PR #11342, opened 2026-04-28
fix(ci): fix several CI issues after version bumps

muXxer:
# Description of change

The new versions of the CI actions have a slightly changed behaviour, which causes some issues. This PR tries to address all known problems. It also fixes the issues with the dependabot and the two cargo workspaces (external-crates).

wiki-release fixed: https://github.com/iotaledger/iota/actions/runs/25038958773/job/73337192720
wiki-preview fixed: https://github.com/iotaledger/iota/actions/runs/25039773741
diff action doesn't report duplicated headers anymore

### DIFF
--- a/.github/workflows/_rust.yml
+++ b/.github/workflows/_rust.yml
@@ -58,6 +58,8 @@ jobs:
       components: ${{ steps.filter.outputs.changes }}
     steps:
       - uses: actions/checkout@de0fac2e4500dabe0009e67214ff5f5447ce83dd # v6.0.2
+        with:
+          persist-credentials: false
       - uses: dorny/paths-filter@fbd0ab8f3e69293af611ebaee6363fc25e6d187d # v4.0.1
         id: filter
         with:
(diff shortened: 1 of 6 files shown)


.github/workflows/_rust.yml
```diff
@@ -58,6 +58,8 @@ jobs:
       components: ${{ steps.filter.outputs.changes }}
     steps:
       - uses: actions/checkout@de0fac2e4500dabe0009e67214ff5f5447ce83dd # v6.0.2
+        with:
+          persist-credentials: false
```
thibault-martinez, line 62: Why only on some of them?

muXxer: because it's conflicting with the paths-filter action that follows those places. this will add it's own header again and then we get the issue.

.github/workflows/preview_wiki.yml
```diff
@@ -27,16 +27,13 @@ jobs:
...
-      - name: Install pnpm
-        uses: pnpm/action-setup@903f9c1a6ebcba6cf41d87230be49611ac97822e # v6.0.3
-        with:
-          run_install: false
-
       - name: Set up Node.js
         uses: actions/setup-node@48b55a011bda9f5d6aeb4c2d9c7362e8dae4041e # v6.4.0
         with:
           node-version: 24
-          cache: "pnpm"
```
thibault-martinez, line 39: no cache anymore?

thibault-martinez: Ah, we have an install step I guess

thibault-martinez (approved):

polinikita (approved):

◆ ◆ ◆ ◆ ◆ ◆ ◆

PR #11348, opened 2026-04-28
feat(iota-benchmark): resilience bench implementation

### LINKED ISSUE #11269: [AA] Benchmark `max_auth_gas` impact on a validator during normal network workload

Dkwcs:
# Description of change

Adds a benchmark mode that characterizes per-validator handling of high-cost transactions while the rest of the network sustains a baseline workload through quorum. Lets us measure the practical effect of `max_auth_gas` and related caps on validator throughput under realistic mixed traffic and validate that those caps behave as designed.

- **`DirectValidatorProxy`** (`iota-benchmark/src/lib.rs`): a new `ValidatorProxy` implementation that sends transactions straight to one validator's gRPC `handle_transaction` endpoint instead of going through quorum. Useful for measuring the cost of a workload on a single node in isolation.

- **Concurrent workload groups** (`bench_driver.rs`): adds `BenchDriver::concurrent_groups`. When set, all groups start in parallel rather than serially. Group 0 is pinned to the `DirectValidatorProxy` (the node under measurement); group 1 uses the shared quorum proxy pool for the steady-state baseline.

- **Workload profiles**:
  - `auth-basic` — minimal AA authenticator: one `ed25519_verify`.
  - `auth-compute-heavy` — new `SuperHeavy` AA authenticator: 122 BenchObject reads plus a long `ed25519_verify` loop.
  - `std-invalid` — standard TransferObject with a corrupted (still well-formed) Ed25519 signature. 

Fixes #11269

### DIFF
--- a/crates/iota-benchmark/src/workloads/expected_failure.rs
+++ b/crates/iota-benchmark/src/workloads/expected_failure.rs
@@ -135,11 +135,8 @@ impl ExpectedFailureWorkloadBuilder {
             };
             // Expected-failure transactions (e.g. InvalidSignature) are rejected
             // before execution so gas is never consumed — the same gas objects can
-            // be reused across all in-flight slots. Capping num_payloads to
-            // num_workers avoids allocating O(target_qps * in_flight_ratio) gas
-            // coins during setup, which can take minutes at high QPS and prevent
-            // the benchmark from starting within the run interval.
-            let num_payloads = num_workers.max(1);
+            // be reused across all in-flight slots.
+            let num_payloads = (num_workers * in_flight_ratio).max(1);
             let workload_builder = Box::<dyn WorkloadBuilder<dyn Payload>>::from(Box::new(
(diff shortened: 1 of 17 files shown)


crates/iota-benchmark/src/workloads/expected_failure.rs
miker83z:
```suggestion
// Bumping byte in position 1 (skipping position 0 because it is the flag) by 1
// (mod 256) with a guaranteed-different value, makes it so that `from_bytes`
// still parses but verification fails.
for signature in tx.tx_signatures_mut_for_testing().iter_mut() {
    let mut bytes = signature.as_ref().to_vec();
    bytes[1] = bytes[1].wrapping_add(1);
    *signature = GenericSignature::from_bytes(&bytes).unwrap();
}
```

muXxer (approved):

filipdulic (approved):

◆ ◆ ◆ ◆ ◆ ◆ ◆

__TO DO__.
Go through the records above. Copy each line in which the string "across" appears.

__EXERCISE OUTPUT__.
-            // be reused across all in-flight slots. Capping num_payloads to
+            // be reused across all in-flight slots.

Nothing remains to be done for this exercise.